▶ _Goal of the exercise_
Please transcribe exactly the lines from the one containing "(diff shortened: 1 of 7 files shown)" through the end of the records below, both included, and nothing else.

▶ _Entries provided_

PR #4530, opened 2021-05-05
feat(android): allow to add listeners for receivedError and receivedHttpError events

crixx:
Since [PR 4405](https://github.com/ionic-team/capacitor/pull/4405) we can listen for the pageLoad event. Actually, I want also to listen to some errors. This PR allows to register listeners for receivedError and receivedHttpError events.


crixx:
What I'm actually not sure about is, if it is really a good idea to further follow this path. IMHO in the end, we just forward all event listeners from the WebViewClient to the listeners. Would it be wiser, to allow to register a Custom WebViewContr or if it were better to allow to register a custom WebViewClient instead/in addition of/in the BridgeWebViewClient?

carlpoole:
I think we could allow the registration of a custom WebViewClient. At the moment we have some logic in the BridgeWebViewClient that we want to keep beside allowing the overriding of these listeners.

crixx:
@carlpoole So, how do we proceed? What's missing to get this merged?

crixx:
Any news on this? What's missing?

elylucas:
Thanks for the PR @crixx!

PR #4550, opened 2021-05-07
feat(cli): auto detect framework's webDir

### LINKED ISSUE #4546: feat: Detect framework within cap init, set webDir from framework default
### Description

When running `npx cap init`, detect which framework is being used, then depending on the framework, set the `webDir` property to the framework's default build directory. Similar to how vercel detects frameworks and knows its default outputDirectory: https://github.com/vercel/vercel/blob/abf159d5e08164b88caa31cdb25d6843faade91a/packages/frameworks/src/frameworks.ts#L1217

Also, this is just a helper to get started faster and take a good guess at what they'll want to set the `webDir` to. But webDir is still a config that can be changed after cap init.

### Preferred Solution

Create an interface for each framework config with just a `detector` property and `outputDirectory` (like how Vercel is doing it). Then on `cap init`, loop through the configs to see if there's a match. If there's a match, use the framework setting, otherwise fallback to the current default.

adamdbradley:
Closes #4546


adamdbradley:
Takes a best guess, if it doesn’t figure it out then falls back to what it does today

thomasvidas (approved):

PR #4586, opened 2021-05-19
chore(ios): Use AnyObject instead of class for protocol inheritance

MortenGregersen:
When compiling with @capacitor/ios 3.0.0-rc.3 we get the following warning. This fixes this warning.

/Users/morten/MyProject/node_modules/@capacitor/ios/Capacitor/Capacitor/CAPBridgeDelegate.swift:3:38: Using 'class' keyword for protocol inheritance is deprecated; use 'AnyObject' instead


jcesarmobile (approved):
nice, thanks!

PR #4617, opened 2021-05-24
fix(cli): add priority to framework detection

adamdbradley:


elylucas (approved):

jcesarmobile (approved):

jcesarmobile:
changing title to fix since it's not really a feature for users and fix a problem where some apps were getting the wrong webDir value set

PR #4536, opened 2021-05-06
feat(android): Enable Kotlin for Cordova Android Plugins

EinfachHans:
closes #4426

If `kotlin_version` is set (because Kotlin is configured in module) the **capacitor-cordova-android-plugins** module now also respects that and configures itself.

PR #4739, opened 2021-06-18
feat(cli): Add hooks to call into npm scripts when capacitor commands run

### LINKED ISSUE #3593: feat: ability to hook into cap commands
### Description

Enable users to hook into any `cap` command to run before and after hooks. This is useful, e.g. to allow users to run custom scripts when running `cap sync`.

#### `.ts` file
Allow users to add a `.ts` file in the project root that contains hooks.

#### `capacitor.config.ts`
As the `capacitor.config.json` will be generated on-the-fly in Capacitor 3, we could also export the hooks here to avoid adding another file.

#### `package.json` scripts
Check the `scripts` defined in the `package.json`. Scripts named `cap:${command}:(before|after)` are executed, e.g. `cap:copy:before`.

EinfachHans:
As my other PR #4536 is still pending, this would be another way for me to make my android Build work in Appflow.

## Changes in this PR:

- The existing method `runPlatformHook` was extended with a new Environment Variable: **CAPACITOR_PLATFORM_NAME**
- The same Method is used to trigger the following hooks from `package.json:`
    - `capacitor:sync:before`
    - `capacitor:sync:after`
    - `capacitor:copy:before`
    - `capacitor:copy:after`
    - `capacitor:update:before`
    - `capacitor:update:after`

closes #3593

### DIFF
--- a/cli/src/common.ts
+++ b/cli/src/common.ts
@@ -158,6 +158,7 @@ export async function wait(time: number): Promise<void> {
 
 export async function runPlatformHook(
   config: Config,
+  platformName: string,
   platformDir: string,
   hook: string,
 ): Promise<void> {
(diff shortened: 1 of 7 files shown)


jcesarmobile (approved):
looks good, thanks!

▶ _Answer to this exercise_
(diff shortened: 1 of 7 files shown)


jcesarmobile (approved):
looks good, thanks!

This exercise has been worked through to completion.